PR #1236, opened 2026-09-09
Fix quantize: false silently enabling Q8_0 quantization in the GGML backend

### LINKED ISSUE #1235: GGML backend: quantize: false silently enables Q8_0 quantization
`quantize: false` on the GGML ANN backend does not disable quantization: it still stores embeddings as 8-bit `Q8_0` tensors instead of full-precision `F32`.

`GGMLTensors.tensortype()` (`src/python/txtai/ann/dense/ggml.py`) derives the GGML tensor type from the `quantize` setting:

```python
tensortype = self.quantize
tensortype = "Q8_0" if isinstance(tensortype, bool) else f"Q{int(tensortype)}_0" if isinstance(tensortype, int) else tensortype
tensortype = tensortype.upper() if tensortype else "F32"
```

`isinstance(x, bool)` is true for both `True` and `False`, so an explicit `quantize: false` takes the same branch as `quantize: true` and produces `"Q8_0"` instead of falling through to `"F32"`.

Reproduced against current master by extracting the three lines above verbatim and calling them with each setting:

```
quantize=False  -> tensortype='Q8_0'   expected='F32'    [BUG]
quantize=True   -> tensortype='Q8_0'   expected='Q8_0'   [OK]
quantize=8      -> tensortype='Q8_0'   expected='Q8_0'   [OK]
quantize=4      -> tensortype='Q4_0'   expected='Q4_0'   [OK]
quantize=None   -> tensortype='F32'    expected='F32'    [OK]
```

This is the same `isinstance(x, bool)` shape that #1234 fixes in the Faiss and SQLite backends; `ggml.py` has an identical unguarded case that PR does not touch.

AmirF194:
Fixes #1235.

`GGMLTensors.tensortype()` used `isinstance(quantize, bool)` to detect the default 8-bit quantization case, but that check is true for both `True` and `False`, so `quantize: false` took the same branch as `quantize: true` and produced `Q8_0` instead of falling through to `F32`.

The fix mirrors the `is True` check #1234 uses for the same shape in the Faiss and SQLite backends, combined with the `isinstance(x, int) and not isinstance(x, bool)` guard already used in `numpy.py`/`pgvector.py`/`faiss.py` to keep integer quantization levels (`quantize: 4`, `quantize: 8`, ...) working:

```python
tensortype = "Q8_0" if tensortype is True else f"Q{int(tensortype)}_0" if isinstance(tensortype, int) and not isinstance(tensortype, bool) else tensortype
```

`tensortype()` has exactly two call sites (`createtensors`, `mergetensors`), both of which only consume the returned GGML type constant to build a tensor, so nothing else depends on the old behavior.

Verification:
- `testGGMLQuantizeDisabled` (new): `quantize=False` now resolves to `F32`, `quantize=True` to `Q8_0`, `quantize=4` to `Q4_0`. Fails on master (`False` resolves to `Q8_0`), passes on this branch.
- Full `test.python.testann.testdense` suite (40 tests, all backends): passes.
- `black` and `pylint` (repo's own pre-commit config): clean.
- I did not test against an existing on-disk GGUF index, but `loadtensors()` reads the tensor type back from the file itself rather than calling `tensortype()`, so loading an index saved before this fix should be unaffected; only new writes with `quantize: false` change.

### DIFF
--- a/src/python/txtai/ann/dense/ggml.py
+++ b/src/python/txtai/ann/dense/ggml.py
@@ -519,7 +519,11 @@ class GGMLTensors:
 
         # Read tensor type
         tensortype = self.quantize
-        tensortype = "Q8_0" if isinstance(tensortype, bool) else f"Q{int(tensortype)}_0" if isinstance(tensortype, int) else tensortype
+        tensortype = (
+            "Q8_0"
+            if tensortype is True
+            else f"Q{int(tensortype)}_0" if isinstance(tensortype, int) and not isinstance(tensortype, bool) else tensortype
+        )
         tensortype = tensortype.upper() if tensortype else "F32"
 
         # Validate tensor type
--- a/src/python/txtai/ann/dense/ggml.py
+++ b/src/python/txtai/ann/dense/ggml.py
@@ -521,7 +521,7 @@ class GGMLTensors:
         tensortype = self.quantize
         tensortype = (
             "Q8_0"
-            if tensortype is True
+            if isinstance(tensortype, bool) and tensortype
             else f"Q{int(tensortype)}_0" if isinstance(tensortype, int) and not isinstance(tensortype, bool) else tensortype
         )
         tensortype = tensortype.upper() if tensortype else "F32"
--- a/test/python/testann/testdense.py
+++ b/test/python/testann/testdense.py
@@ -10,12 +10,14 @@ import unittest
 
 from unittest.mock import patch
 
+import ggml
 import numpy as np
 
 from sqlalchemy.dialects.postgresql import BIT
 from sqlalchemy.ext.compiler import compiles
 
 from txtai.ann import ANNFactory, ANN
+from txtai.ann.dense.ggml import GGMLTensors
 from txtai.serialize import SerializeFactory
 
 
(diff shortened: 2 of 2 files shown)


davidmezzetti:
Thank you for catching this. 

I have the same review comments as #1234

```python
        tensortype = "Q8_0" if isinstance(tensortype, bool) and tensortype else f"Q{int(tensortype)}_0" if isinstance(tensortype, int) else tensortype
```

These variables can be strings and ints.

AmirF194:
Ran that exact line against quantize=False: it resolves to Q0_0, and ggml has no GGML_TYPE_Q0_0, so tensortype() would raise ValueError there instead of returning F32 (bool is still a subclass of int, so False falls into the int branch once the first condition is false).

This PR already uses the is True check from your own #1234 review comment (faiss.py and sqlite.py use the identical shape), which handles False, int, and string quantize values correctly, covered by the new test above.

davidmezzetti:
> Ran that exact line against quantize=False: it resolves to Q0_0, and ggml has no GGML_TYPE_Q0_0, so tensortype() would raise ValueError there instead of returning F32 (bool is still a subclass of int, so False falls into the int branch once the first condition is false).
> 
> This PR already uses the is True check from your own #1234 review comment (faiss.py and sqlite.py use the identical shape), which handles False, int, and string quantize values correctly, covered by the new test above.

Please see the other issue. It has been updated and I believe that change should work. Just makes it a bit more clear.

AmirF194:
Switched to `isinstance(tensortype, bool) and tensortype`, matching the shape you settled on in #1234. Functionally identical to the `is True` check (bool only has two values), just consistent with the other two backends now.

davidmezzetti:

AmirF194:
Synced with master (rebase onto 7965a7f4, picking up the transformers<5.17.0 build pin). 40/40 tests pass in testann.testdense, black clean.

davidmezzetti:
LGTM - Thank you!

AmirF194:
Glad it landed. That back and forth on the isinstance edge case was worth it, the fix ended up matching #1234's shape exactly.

____________________

**What is needed**.
State how many lines in the material above hold the word "matching". Add nothing else.

**Solution to this task**.
2